PR #165, opened 2019-08-30
Added close button

kephax:
Added close button, similar to the classic notepad


JasonStein:
There are too many buttons in the menu so I never intended to add Exit button. On the other hand, once last tab is closed, the app will exit automatically so there is no need to have this button. User should always use system close button to exit app. This is recommended.

JasonStein:
If you want to add a feature, please create one in issues first and discuss with me and others.

JasonStein:
Btw,                                             <MenuFlyoutItem.KeyboardAccelerators>
                                                <KeyboardAccelerator Key="Q" IsEnabled="True"/>
                                            </MenuFlyoutItem.KeyboardAccelerators>

This means a simple "Q" will terminate the app, this should not be the case.

PR #166, opened 2019-08-30
Added ctrl + D to duplicate line or selection

pinholucas:
It works with the current line and selection, but isn't working yet with wrapped lines.

When you try to duplicate a selection, starting from the end of a line, it selects a imaginary (? ahaha) space. I don't know the reason, probably something related to the line endings.

Notepads
image

Notepad
image


JasonStein:
Can you target master branch instead of my feature branch?

pinholucas:
> Can you target master branch instead of my feature branch?

Ok, I think that I need to make a new pull request, I'm right?

JasonStein:
> > Can you target master branch instead of my feature branch?
> 
> Ok, I think that I need to make a new pull request, I'm right?

Yes

PR #167, opened 2019-08-31
Added ctrl + D to duplicate current line or selection

pinholucas:
It works with the current line and selection, but isn't working yet with wrapped lines.

When you try to duplicate a selection, starting from the end of a line, it selects a imaginary (? ahaha) space. I don't know the reason, probably something related to the line endings.

Notepads
image

Notepad
image


pinholucas:
Is it right now? I'm still a newbie with git ahahhaha 😅

JasonStein:
I tried with your changes, for the line insertion, it works perfectly. It is a little bit confusing for selection duplication tho since you are not excluding the line ending. For line ending, you can always assume '\n' here since other type of line ending will be converted to '\n' by built-in RichEdit control.

On the other hand, to make it work with wrapped line, you need to actually calculate line position, selection position yourself instead of using TextRange built-in methods. One example you can look at is here: https://github.com/JasonStein/Notepads/blob/ebe199e01e04c5204b3a4ec39f2e9504f9c78941/src/Notepads/Controls/TextEditor/TextEditorCore.cs#L164

pinholucas:
Ok, I'll do it tomorrow

pinholucas:
After you modified the GetCurrentLineColumn method, adding the GetTextSelectionPosition, my code isn't working 100% anymore. But works again when I change the GetTextSelectionPosition to the old:
var start = Document.Selection.StartPosition;
var end = Document.Selection.EndPosition;

JasonStein:
> After you modified the GetCurrentLineColumn method, adding the GetTextSelectionPosition, my code isn't working 100% anymore. But works again when I change the GetTextSelectionPosition to the old:
> var start = Document.Selection.StartPosition;
> var end = Document.Selection.EndPosition;

You are right, the new GetTextSelectionPosition() is used as a thread-safe approach to get current position data in a background thread for session recording. It won't be updated in time with synchronized code, while the old way will work:
> var start = Document.Selection.StartPosition;
> var end = Document.Selection.EndPosition;
since they will return positions from UI thread and will always be accurate.

JasonStein:
I just played with your code, I noticed that you are not following existing behavior found in Notepad++ and Visual Studio, can you make it feature parity with Notepad++ and Visual Studio? So it makes more sense to users. Like ctrl+d on selected text, it should paste it right after the cursor. And ctrl+d at first character of the line should not create a new empty line. If you do not have time, I can take over from here as well. You decide.

pinholucas:
No problem, I'll do it later today.

pinholucas:
"today + 5" 😅
Sorry for the delay, this week I've had some problems in life to solve.

By my tests, now it's working like the ctrl + E, V of Visual Studio. If there's any problem, tell me :)

JasonStein:
> "today + 5" 😅
> Sorry for the delay, this week I've had some problems in life to solve.
> 
> By my tests, now it's working like the ctrl + E, V of Visual Studio. If there's any problem, tell me :)

No worries, you take your time. I will take a look later and give you suggestions if any. Thanks for doing it! 💯

JasonStein:
It works great, I have not found any issue yet. I will test with edge cases and merge. LGTM,

PR #169, opened 2019-08-31
2 new buttons

FJduFou:
contributors + downloads

### DIFF
--- a/README.md
+++ b/README.md
@@ -4,6 +4,9 @@
 [![Beta release](https://img.shields.io/github/release/jasonstein/notepads.svg?label=beta%20release&style=flat-square)](https://github.com/JasonStein/Notepads/releases)
 ![Platform](https://img.shields.io/badge/platform-windows%2010%20%7C%20uwp-yellow.svg?style=flat-square)
 [![Discord](https://img.shields.io/discord/588473626651787274.svg?style=flat-square)](https://discord.gg/VqetCub)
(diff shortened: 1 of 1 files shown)


JasonStein:
I used to have the download link but it is not suitable for now since all users are going to Microsoft Store for app downloading of Notepads. There are not many traffic from release page now. 

For contributor, there is already a dedicated section, so no button is needed as well.

The most important reason is that there are already 4 badges there, 5 would be too much and no one will every care. Just my 2 cents here.

FJduFou:
for the contributor, it is to have an overview
otherwise, for the download button, it is a question of seeing if it is a very downloaded application or not
especially since yours is very downloaded, it can perhaps encourage developers to participate in the project ...

JasonStein:
Only few download notepads from the release page, the number won't be appealing. The star count is good enough for attracting developers, btw, I still prefer solo at this moment since I am still passionate about what I am doing right now. I would prefer to have a list of contributor icons down below readme.

FJduFou:
Where exactly the contributors ?

JasonStein:
I am referring to something like these:
image

FJduFou:
ok

FJduFou:
https://sourcerer.io
if you register in this, i think is possible

JasonStein:
I have added hall-of-fame in the contributor section and tweak a little bit on readme.

FJduFou:
okki

PR #184, opened 2019-09-12
Updated pt-BR translation

pinholucas:
I don't know if its a problem with my windows or with the code, but I couldn't open a shadow instance of the app (shift + left click, if I'm not wrong), also couldn't make the "move tab here" appear.


JasonStein:
There is a bug around opening multi-instances and I have fixed it. So for now, you can only open a new (shadow) instance by dragging out a new document tab. I will add a jump-list action later.

JasonStein:
or you can open "run" and execute: notepads://newinstance

image

PR #185, opened 2019-09-12
Added Go To Line 

pinholucas:
It has the same behavior than VS Code (not close the popup when it can't find the line), and the same layout as the Find/Replace popup. Also the icon that I used, is basically the same as the one used in Office.

For the errors, it's using the Find/Replace error message, what I think is fine.

Let me now if there's anything wrong. 😄


pinholucas:
Done. :)

I would suggest two things that I'm not sure in how to do it: Change the background color when mouse over the status bar 'buttons' and close the GoTo popup when it lose focus.

JasonStein:
I have some immediate items to finish and I will come back to your PR at a later time. Sounds good?

pinholucas:
If you agree with the suggestions that I've made, I can work on it later.

JasonStein:
> If you agree with the suggestions that I've made, I can work on it later.

Can you take a look at "changing background color on mouse hover"? This is something I wanted to do as well. For line ending, encoding, line colum indicators you can change background opacity to 20% for the grid or textbox. And for name/path indicator you can add underline for the path on mouse hover. There should be an easy way to do it without code change, consider using this: https://github.com/microsoft/XamlBehaviors

pinholucas:
Hey, is it supposed to be working? I can't make it appear while running the app and it seems that has the same functionality as the "ModificationIndicator" at column 2.

image

pinholucas:
Done! 

- I've removed the minWidth='10' from the first status bar column, because I can't find a use for it, maybe you forgot to remove? Tell me if I'm wrong.
- All the status bar elements acts like a button, when the mouse is over them. It's the behavior of VS Code, I think that is better to copy it from them.

JasonStein:
> Done!
> 
> * I've removed the minWidth='10' from the first status bar column, because I can't find a use for it, maybe you forgot to remove? Tell me if I'm wrong.
> * All the status bar elements acts like a button, when the mouse is over them. It's the behavior of VS Code, I think that is better to copy it from them.
> * Now the GoTo dialog works like in VS Code, it closes when the TextBox loses focus, and I've removed the close button from the previous commit.

Thanks! I will take a deep look this weekend and provide feedback.

pinholucas:
What about adding tooltips to the statusbar buttons, like in VS Code?

image

JasonStein:
No tooltips for now, I will add that part later.

And now I remember why I set min-width there:

image

JasonStein:
While, in the meantime, if you are bored and like to do something for Notepads, you can PM me and I will see what items on the plate that I might need help from you. Thanks for the continues contribution btw!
☆ ☆ ☆ ☆ ☆
▶ WORK INSTRUCTION: Within the material above, show every line that includes "already".

▶ OUTPUT:
For contributor, there is already a dedicated section, so no button is needed as well.
The most important reason is that there are already 4 badges there, 5 would be too much and no one will every care. Just my 2 cents here.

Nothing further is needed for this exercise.